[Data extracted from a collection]

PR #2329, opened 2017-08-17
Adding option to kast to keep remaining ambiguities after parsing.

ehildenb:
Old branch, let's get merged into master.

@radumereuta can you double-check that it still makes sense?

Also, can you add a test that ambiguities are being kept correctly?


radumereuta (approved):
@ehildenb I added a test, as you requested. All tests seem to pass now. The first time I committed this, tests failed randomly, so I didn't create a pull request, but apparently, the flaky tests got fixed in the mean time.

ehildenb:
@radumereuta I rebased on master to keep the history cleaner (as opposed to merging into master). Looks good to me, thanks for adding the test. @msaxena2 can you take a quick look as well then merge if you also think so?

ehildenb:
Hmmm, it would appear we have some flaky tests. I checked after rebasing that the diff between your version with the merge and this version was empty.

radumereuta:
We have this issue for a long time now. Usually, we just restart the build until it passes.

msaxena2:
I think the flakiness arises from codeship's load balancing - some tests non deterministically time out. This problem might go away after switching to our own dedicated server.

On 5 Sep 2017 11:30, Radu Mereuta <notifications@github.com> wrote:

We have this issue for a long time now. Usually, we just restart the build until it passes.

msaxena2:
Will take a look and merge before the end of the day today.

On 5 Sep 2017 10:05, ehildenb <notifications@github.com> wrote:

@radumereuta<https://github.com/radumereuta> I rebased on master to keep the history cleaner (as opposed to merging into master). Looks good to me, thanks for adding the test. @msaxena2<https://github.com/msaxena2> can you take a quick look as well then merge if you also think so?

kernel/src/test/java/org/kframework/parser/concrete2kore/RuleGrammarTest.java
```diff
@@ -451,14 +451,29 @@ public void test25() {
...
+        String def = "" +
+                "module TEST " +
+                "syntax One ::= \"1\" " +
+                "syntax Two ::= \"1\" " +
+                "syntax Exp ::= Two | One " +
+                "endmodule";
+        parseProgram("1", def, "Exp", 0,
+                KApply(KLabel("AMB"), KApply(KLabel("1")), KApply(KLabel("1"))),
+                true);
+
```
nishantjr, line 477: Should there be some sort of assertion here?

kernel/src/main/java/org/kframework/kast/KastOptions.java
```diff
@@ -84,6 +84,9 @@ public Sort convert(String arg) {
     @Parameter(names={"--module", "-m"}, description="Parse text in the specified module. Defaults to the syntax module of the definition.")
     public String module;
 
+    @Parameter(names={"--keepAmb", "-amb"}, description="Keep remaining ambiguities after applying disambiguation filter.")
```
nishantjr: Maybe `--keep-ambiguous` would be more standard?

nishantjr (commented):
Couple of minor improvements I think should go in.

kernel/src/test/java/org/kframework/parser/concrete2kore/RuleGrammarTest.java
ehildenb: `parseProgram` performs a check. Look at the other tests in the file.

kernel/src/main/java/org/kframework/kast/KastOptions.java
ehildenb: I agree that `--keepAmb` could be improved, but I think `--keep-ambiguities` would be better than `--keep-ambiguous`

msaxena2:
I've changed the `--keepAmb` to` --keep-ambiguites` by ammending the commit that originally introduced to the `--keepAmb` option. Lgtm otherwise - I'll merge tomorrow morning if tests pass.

WORK TO COMPLETE. In the entries above, find each line with "description" and copy it.

WRITTEN RESPONSE.
     @Parameter(names={"--module", "-m"}, description="Parse text in the specified module. Defaults to the syntax module of the definition.")
+    @Parameter(names={"--keepAmb", "-amb"}, description="Keep remaining ambiguities after applying disambiguation filter.")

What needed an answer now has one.